__Information shown__
PR #12, opened 2020-09-30
Allow passing style and class props intended for the top-level div of an extension slot

brandones:
This makes it so there's no weird intermediate div you can't style

### DIFF
--- a/packages/esm-extension-manager/src/extension-slot-react.component.tsx
+++ b/packages/esm-extension-manager/src/extension-slot-react.component.tsx
@@ -6,12 +6,14 @@ import {
   getIsUIEditorEnabled,
 } from "./extensions";
 
-export interface ExtensionSlotReactProps {
+interface ExtensionSlotBaseProps {
   extensionSlotName: string;
   children?: ReactNode;
-  style?: {};
-  [key: string]: any; // rest of params passed to div
+  style?: React.CSSProperties;
 }
+
+// remainder of props are for the top-level <div>
+export type ExtensionSlotReactProps<T = {}> = ExtensionSlotBaseProps & T;
 
 interface ExtensionContextData {
   extensionSlotName: string;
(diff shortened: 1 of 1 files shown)


packages/esm-extension-manager/src/extension-slot-react.component.tsx
```diff
@@ -9,6 +9,8 @@ import {
 export interface ExtensionSlotReactProps {
   extensionSlotName: string;
   children?: ReactNode;
+  style?: {};
```
FlorianRappl, line 12: What's that? Is that React.CSSProperties?

packages/esm-extension-manager/src/extension-slot-react.component.tsx
```diff
@@ -9,6 +9,8 @@ import {
...
+  [key: string]: any; // rest of params passed to div
```
FlorianRappl, line 13: I would prefer to collect them in a prop, e.g., `params`. Reason: Right now we cannot distinguish; what if `style` or even `extensionSlotName` is the desired prop name (for whatever reason)? Alternatively, I'd prefix the hard-wired props to make the distinction more obvious.

For typing reasons I would not have `[key]: any`, but rather a generic `<T = {}>` to be something like

```ts
interface ExtensionSlotBaseProps {
  extensionSlotName: string;
  children?: ReactNode;
  style?: {};
}

type ExtensionSlotReactProps <T = {}> = ExtensionSlotBaseProps & T;
```

packages/esm-extension-manager/src/extension-slot-react.component.tsx
```diff
@@ -40,8 +44,12 @@ export const ExtensionSlotReact: React.FC<ExtensionSlotReactProps> = ({
     ).then((names) => setExtensionNames(names));
   }, [extensionSlotName, moduleName]);
 
+  const divStyle = getIsUIEditorEnabled()
+    ? Object.assign(style || {}, { backgroundColor: "cyan" })
```
FlorianRappl, line 48: Any reason for mutating `style`? I'd never mutate a prop.

Just `{...style, backgroundColor: "cyan" }` - no need for the check and for all the braces (plus no mutation).

brandones: Oh yeah, this is absolutely the better way. Thanks!

brandones:
Very useful feedback, thanks @FlorianRappl . Ready for re-review.

FlorianRappl (approved):
LGTM - thanks!

PR #13, opened 2020-10-01
New App Shell

FlorianRappl:
Brings the new app shell to live.

- Allows local first development, right now uses a set of ESMs defined in the CDN as a placeholder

__Work item__
Which lines above contain the word "cyan"? List them.

__Output below__
+    ? Object.assign(style || {}, { backgroundColor: "cyan" })
Just `{...style, backgroundColor: "cyan" }` - no need for the check and for all the braces (plus no mutation).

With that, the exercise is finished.